NAME
tftp
—
trivial file transfer
program
SYNOPSIS
tftp |
[host [port]] |
DESCRIPTION
The tftp
utility is the user interface to
the Internet TFTP (Trivial File Transfer Protocol), which allows users to
transfer files to and from a remote machine. The remote
host may be specified on the command line, in which
case tftp
uses host as the
default host for future transfers (see the connect
command below).
COMMANDS
Once tftp
is running, it issues the prompt
“tftp>
” and recognizes the
following commands:
?
command-name ...- Print help information.
ascii
- Shorthand for "mode ascii"
binary
- Shorthand for "mode binary"
blocksize
[size]- Sets the TFTP blksize option in TFTP Read Request or Write Request packets to [size] as specified in RFC 2348. Valid values are between 8 and 65464. If no blocksize is specified, then by default a blocksize of 512 bytes will be used.
blocksize2
[size]- Sets the TFTP blksize2 option in TFTP Read Request or Write Request packets to [size]. Values are restricted to powers of 2 between 8 and 32768. This is a non-standard TFTP option.
connect
host [port]- Set the host (and optionally
port) for transfers. Note that the TFTP protocol,
unlike the FTP protocol, does not maintain connections between transfers;
thus, the
connect
command does not actually create a connection, but merely remembers what host is to be used for transfers. You do not have to use theconnect
command; the remote host can be specified as part of theget
orput
commands. debug
level- Enable or disable debugging levels during verbose output. The value of
level can be one of
packet
,simple
,options
, oraccess
. get
[host:]file [localname]get
[host1:]file1 [host2:]file2 ... [hostN:]fileN- Get one or more files from the remote host. When using the
host argument, the host will
be used as default host for future transfers. If
localname is specified, the file is stored locally
as localname, otherwise the original filename is
used. Note that it is not possible to download two files at a time, only
one, three, or more than three files, at a time.

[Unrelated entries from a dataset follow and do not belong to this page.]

PR #2242, opened 2024-08-22
bugfix: check if both begin and end are numbers in `UnmarshalJSON`

brunoerg:
In the current code, if we provide a non-number value (e.g. `"method":"deriveaddresses","params":["A",["A","B"]]`), it might cause a panic. This PR fixes it.


guggero (approved):
Thanks, LGTM :tada:

Roasbeef (approved):
LGTM 📈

To specify an IPv6 numeric address for a host, wrap it using square brackets like “
[3ffe:2900:e00c:ffee::1234]
:file” to disambiguate the colons used in the IPv6 address from the colon separating the host and the filename. mode
transfer-mode- Set the mode for transfers; transfer-mode may be one of ascii or binary. The default is binary.
packetdrop [arg]
- Randomly drop arg out of 100 packets during a transfer. This is a debugging feature.
put
file [[host:]remotename]put
file1 file2 ... fileN [[host:]remote-directory]- Put a file or set of files to the remote host. When
remotename is specified, the file is stored remotely
as remotename, otherwise the original filename is
used. If the remote-directory argument is used, the
remote host is assumed to be a UNIX machine. To
specify an IPv6 numeric address for a host, see the
example under the
get
command. options
[arg]- Enable or disable support for TFTP options. The valid values of
arg are
on
(enable RFC 2347 options),off
(disable RFC 2347 options), andextra
(toggle support for non-RFC defined options). quit
- Exit
tftp
. An end of file also exits. rexmt
retransmission-timeout- Set the per-packet retransmission timeout, in seconds.
rollover [arg]
- Specify the rollover option in TFTP Read Request or Write Request packets. After 65535 packets have been transmitted, set the block counter to arg. Valid values of arg are 0 and 1. This is a non-standard TFTP option.
status
- Show current status.
timeout
total-transmission-timeout- Set the total transmission timeout, in seconds.
trace
- Toggle packet tracing.
verbose
- Toggle verbose mode.
SEE ALSO
The following RFC's are supported:
RFC 1350: The TFTP Protocol (Revision 2).
RFC 2347: TFTP Option Extension.
RFC 2348: TFTP Blocksize Option.
RFC 2349: TFTP Timeout Interval and Transfer Size Options.
RFC 3617: Uniform Resource Identifier (URI) Scheme and Applicability Statement for the Trivial File Transfer Protocol (TFTP).
The non-standard rollover
and
blksize2
TFTP options are mentioned here:
Extending TFTP, http://www.compuphase.com/tftp.htm.
HISTORY
The tftp
command appeared in
4.3BSD.
Edwin Groothuis <edwin@FreeBSD.org> performed a major
rewrite of the tftpd(8) and tftp
code to support
RFC2348.
NOTES
Because there is no user-login or validation within the TFTP protocol, the remote site will probably have some sort of file-access restrictions in place. The exact methods are specific to each site and therefore difficult to document here.
Files larger than 33488896 octets (65535 blocks) cannot be transferred without client and server supporting the TFTP blocksize option (RFC2348), or the non-standard TFTP rollover option.